- [AIM OF THE EXERCISE]:
The required answer is every line of the data containing the word "testcases".

- [EXERCISE INPUTS]:
◇ ◇ ◇ ◇ ◇
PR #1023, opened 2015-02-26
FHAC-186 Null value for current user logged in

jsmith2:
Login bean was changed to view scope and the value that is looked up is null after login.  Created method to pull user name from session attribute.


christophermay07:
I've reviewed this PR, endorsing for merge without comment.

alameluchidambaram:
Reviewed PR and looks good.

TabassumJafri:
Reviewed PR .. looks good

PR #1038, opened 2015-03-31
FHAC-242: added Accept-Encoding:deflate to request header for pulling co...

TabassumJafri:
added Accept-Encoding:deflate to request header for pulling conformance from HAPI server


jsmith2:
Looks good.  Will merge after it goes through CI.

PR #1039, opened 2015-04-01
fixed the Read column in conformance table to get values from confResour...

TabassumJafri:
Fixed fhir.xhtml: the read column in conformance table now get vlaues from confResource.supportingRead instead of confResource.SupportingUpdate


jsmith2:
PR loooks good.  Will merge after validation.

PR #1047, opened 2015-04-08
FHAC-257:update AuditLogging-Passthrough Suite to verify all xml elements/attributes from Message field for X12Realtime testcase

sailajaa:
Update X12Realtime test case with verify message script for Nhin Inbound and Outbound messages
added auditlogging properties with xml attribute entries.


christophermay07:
◇ ◇ ◇ ◇ ◇
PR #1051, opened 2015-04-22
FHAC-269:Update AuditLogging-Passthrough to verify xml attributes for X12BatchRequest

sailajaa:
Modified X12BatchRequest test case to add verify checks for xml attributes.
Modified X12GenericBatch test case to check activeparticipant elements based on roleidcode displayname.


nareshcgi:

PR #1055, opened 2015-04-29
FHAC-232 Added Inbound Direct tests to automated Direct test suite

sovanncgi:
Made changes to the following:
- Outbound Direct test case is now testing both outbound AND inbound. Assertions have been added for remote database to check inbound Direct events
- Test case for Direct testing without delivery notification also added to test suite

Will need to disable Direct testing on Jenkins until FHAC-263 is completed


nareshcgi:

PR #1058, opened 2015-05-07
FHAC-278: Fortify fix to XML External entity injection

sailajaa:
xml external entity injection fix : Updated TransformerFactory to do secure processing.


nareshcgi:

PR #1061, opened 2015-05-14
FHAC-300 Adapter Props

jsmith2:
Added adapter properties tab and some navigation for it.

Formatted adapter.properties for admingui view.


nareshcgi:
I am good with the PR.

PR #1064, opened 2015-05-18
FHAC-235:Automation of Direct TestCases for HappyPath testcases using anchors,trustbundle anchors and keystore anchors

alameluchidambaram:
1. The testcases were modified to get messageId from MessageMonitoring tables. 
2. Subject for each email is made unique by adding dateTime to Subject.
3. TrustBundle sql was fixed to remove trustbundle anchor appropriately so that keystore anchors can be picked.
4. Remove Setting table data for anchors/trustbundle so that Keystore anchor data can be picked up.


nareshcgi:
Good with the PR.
◇ ◇ ◇ ◇ ◇
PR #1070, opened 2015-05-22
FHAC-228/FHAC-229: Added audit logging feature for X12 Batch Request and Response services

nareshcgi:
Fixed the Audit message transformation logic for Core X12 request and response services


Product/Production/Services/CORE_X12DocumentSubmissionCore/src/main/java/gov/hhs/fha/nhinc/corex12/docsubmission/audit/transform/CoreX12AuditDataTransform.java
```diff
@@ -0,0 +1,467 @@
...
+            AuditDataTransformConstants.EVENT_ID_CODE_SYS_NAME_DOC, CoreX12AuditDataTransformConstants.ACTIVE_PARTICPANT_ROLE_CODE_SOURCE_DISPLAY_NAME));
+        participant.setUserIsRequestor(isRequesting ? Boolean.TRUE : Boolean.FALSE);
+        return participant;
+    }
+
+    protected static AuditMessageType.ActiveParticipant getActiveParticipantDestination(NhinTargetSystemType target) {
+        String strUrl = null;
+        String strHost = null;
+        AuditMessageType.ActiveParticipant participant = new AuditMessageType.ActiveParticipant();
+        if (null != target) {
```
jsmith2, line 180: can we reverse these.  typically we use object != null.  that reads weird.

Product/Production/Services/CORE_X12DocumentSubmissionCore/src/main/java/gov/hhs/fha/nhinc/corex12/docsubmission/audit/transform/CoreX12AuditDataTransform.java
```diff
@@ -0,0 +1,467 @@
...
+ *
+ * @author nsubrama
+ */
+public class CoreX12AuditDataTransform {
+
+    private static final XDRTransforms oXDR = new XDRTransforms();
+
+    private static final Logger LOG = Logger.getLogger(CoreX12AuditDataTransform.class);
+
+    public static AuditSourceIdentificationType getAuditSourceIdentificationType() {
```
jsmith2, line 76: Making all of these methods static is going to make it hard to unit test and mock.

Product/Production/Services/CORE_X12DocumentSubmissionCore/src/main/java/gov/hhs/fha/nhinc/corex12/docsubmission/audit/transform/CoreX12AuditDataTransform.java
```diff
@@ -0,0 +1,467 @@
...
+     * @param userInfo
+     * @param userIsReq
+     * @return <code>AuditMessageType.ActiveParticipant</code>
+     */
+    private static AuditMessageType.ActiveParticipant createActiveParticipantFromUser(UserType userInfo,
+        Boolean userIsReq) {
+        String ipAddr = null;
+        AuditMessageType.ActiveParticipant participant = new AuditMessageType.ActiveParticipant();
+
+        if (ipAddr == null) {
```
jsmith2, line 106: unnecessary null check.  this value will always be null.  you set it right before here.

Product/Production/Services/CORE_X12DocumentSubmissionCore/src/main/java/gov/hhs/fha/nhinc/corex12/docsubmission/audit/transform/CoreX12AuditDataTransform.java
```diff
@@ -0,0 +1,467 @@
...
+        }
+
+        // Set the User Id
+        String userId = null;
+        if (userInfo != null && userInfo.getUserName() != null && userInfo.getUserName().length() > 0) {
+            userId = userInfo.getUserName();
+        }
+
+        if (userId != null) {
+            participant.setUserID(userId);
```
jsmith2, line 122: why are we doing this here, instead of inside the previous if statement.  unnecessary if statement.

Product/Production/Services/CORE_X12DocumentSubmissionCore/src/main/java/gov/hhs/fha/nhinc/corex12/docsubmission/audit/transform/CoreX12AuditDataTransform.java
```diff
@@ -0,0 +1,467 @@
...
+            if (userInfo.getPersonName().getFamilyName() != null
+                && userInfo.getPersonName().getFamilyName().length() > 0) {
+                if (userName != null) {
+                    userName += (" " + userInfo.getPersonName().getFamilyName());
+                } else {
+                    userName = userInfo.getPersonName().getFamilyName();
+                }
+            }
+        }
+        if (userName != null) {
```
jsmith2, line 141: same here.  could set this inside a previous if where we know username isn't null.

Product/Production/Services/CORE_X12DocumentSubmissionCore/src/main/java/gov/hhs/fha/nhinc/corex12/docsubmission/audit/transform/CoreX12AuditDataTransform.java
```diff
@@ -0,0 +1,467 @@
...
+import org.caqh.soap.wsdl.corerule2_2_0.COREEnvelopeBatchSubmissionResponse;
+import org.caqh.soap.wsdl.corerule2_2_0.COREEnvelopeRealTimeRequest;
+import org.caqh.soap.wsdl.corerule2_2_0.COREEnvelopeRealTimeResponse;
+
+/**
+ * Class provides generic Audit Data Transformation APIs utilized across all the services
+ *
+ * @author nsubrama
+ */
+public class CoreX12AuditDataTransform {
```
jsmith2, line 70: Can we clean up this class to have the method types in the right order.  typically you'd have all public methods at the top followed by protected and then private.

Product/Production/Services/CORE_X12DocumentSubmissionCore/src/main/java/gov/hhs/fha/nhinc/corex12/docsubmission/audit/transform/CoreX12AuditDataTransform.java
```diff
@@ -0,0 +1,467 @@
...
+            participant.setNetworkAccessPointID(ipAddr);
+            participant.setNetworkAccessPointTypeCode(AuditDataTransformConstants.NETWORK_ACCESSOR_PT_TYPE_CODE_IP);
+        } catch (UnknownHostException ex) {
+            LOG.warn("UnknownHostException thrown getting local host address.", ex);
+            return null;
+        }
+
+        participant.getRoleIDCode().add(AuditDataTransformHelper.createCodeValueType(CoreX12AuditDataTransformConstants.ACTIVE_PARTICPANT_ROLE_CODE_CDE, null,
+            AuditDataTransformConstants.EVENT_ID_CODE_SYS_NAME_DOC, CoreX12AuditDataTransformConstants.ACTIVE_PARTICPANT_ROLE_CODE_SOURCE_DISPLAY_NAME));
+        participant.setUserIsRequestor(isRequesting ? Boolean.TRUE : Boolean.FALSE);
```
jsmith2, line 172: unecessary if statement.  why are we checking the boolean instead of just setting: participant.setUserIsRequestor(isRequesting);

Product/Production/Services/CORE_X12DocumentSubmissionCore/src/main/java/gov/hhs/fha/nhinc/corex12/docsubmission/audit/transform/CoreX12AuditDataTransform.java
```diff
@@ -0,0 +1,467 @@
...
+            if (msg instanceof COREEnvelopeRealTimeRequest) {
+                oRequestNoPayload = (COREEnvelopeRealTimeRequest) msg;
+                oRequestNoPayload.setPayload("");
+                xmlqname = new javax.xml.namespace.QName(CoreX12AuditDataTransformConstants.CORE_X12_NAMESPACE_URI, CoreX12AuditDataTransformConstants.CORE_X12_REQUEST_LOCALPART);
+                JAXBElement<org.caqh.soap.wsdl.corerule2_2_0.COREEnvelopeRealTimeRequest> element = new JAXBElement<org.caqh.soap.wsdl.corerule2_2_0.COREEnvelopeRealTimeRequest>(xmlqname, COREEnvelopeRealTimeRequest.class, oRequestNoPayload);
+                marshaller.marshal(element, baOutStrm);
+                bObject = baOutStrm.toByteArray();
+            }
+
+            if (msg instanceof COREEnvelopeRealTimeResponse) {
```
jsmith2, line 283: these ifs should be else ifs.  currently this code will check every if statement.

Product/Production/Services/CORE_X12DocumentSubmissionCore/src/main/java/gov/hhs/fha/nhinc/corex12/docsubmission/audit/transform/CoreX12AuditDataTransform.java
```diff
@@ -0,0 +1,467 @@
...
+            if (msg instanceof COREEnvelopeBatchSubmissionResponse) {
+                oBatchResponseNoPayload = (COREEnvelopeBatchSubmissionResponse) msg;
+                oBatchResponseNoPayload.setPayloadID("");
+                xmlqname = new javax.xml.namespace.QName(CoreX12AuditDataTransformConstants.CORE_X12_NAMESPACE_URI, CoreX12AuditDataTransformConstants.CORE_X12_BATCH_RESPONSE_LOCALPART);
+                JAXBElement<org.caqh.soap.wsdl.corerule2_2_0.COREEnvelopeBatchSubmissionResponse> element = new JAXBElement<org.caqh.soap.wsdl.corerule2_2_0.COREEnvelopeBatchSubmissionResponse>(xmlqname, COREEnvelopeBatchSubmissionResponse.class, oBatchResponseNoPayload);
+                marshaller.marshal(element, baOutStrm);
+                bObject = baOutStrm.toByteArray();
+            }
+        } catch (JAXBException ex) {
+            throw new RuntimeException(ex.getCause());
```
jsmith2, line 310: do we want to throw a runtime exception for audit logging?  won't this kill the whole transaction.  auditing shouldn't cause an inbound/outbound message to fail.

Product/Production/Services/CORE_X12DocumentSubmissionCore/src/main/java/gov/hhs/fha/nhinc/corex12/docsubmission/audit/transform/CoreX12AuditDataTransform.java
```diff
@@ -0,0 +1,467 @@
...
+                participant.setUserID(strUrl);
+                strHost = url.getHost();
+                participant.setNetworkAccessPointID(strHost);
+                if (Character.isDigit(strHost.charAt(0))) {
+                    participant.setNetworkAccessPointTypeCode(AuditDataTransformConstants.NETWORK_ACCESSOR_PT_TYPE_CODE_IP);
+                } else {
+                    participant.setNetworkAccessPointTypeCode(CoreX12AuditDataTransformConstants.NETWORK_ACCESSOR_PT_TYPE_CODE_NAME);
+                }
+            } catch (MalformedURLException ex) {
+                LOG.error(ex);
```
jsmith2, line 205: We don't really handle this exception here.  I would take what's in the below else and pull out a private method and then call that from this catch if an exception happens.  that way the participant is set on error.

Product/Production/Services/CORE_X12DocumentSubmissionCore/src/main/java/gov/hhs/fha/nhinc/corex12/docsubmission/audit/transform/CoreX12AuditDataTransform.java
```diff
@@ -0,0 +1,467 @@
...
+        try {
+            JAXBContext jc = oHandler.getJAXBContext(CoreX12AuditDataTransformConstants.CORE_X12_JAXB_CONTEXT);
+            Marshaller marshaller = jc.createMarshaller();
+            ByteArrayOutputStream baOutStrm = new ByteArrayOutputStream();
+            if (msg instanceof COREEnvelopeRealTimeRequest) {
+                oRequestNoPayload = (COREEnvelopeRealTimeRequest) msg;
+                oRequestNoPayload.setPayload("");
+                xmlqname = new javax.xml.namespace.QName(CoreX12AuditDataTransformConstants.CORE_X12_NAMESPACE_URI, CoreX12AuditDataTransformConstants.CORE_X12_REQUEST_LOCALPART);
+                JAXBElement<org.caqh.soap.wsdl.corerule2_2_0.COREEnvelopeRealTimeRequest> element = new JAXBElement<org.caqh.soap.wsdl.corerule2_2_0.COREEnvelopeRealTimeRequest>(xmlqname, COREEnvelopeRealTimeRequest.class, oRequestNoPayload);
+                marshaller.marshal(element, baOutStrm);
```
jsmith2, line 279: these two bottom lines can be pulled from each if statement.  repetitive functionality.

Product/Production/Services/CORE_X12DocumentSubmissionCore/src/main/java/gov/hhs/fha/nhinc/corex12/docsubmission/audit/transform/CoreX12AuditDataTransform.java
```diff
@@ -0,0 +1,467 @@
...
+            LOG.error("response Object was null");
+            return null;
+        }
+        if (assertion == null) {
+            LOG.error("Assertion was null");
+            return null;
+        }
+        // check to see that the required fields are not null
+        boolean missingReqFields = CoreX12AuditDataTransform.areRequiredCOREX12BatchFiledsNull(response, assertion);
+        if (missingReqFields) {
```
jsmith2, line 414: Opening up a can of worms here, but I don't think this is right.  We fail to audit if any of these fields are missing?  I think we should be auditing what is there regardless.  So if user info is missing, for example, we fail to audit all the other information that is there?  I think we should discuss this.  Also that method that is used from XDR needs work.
◇ ◇ ◇ ◇ ◇
- [THE COMPLETED TASK]:
FHAC-235:Automation of Direct TestCases for HappyPath testcases using anchors,trustbundle anchors and keystore anchors
1. The testcases were modified to get messageId from MessageMonitoring tables. 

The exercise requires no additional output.